Моё отсутствие сначала оставалось почти незамеченным, но ко времени, когда трое со своим делом уже управились и были готовы конвоировать Фёдора, подоспели те, кто учинил разгром на выкосе, и в опросе я уже фигурировал как настоящее действующее лицо, уравненное с другими. Мать говорила мне, что ей пришлось честно признать, что она не знает, куда я подевался. Однако позже, когда её, как очередную, вызывали на допрос в райцентр, дознаватели якобы считали меня за пособника – и Фёдора, и Веналия. В каком смысле, судить ей было трудно. Серьёзных же улик не нашлось никаких. Из этого я делал вывод, что визит верховых на луг и, в частности, к Веналию, вызывался только доносом, и тут происходило простое совмещение оперативно-следственных дел.

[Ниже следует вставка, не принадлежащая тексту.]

PR #2369, opened 2026-08-14
Support training with streaming harnesses

hallerite:
## Summary

- support renderer-backed training for harnesses that require `stream=true`
- canonicalize Chat Completions, Responses, and Anthropic requests for rendering, then let each dialect serialize the completed response in its native JSON and SSE shape
- open buffered streams immediately and emit dialect-valid, content-free progress events while generation runs
- commit the authoritative renderer result before terminal events, preserving exact completion token IDs and logprobs

## Why

Streaming harness calls enter the interception server's relay path. Eval clients can relay provider SSE, but the training client previously only implemented non-streaming `get_response()`, so those harnesses failed before generation.

Renderer generation remains intentionally buffered. The engine's completed result is still the source of truth for tokens and logprobs; Verifiers only adapts its delivery to the streaming protocols expected by harness SDKs.

Ordinary SSE comments are insufficient for clients that reset liveness only after decoding an API event. During generation, Verifiers therefore sends native no-content events: an empty Chat delta, Responses lifecycle events, or an empty Anthropic message delta. No fake model text or tool arguments are introduced.

Grok Build's newer content watchdog intentionally ignores lifecycle and empty-delta events. The companion Grok harness PR, #2366, sets that independent watchdog beyond Verifiers' maximum remote runtime instead of fabricating model tokens.

## Scope

- renderer output is buffered, not token-streamed
- Chat Completions, Responses, and Anthropic are supported through the dialect interface
- eval-provider streaming remains unchanged
- request/response rewrites and trace commits happen before the client receives a terminal event

## Validation

- `uv run pytest tests/` — 914 passed, 75 skipped
- `uv run pytest tests/v1 -m 'not e2e'` — 70 passed
- temporary protocol matrix validated text, reasoning, tool calls, and truncation across all three dialect parsers and the installed OpenAI/Anthropic SDK event models
- exact Grok Build 1.0.3 behavioral smoke confirmed parsed Responses lifecycle events keep its pinned watchdog alive
- changed-file pre-commit hooks passed
- pre-push Ruff, format, and `ty` hooks passed

Live Prime requests reached the inference service, but the currently available model deployments did not provide a complete training smoke: attempts encountered a removed model, an unsupported generate route, missing generate logprobs, and a temporary 502. The deterministic protocol and full repository suites above are green.

The all-files markdown hook reports 321 pre-existing MD033 findings in the untouched `verifiers/legacy/envs/experimental/composable/tasksets/swe/README.md`.

The commit is signed with the contributor's verified SSH signing key.

### DIFF
--- a/verifiers/v1/clients/client.py
+++ b/verifiers/v1/clients/client.py
@@ -20,11 +20,17 @@ router pins a rollout's turns to one engine and its growing prefix stays KV-cach
 
 @dataclass
 class RelayReply:
-    """A relayed upstream response: content type, complete SSE events, and connection cleanup."""
+    """A streaming response: complete SSE events, cleanup, and optional result future.
+
+    Eval clients relay provider bytes and leave ``result`` unset. Renderer-backed training
+    clients synthesize SSE from a completed generation and retain its result future here so the
+    trace keeps the exact token ids and logprobs while the server can send keepalives meanwhile.
+    """
 
     content_type: str
     chunks: AsyncIterator[bytes]
     close: Callable[[], Awaitable[None]]
+    result: Awaitable[Response] | None = None
 
 
 class Client(ABC):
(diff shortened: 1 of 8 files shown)


hallerite:
still a work in progress.

PR #2374, opened 2026-08-16
Revert nano-rlm harness pin, default version back to main

samsja:
## Summary

- revert the default `RLMHarnessConfig.version` from pinned commit `41739cf` back to `main`
- keep the `rlm-harness` -> `nano-rlm` rename from #2373

## Why

#2373 changed the default-install behavior (tracking `main` -> frozen commit) alongside the rename. Per the Slack discussion, the rename is fine but the behavior change shouldn't ride along in that PR — the default should stay latest `main`, and anyone who needs a reproducible eval can pin an explicit `version` override.

Note: #2376 builds on this and additionally locks the resolved commit at run start.

### DIFF
--- a/verifiers/v1/harnesses/rlm/harness.py
+++ b/verifiers/v1/harnesses/rlm/harness.py
@@ -20,7 +20,7 @@ logger = logging.getLogger(__name__)
 
 BuiltinSkill = Literal["edit", "search"]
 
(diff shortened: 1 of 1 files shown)


hallerite (dismissed):

samsja:
Superseded by #2376, which carries the full stack (revert + rename + run-start lock) as one PR.

mikasenghaas (approved):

Веских, то есть, я хочу сказать: очень веских обвинений художнику быть не могло, что я с полным правом отчасти мог отнести в заслугу также себе.
Мою мать, как сопроводившую добровольно сдавшегося Фёдора к сельсовету и там представившую его власти, удостоили благодарности, но сразу же упрекнули в пособничестве: чего это ей вздумалось расщедриться и угощать преступника молоком, яичками, солью? Похвалили мальчишек – за бдительность. Потом некоторые из них даже гордились и бахвалились этим, и меня до сих пор обжигает стыдом от того, что я был вместе с ними, держал в кулаке твёрдый ком сухой земли и тоже на один манер с ними усердно бдительствовал, готов был ударить незнакомца, и за это мне также полагалось грязное, аморальное поощрение из казённых слов.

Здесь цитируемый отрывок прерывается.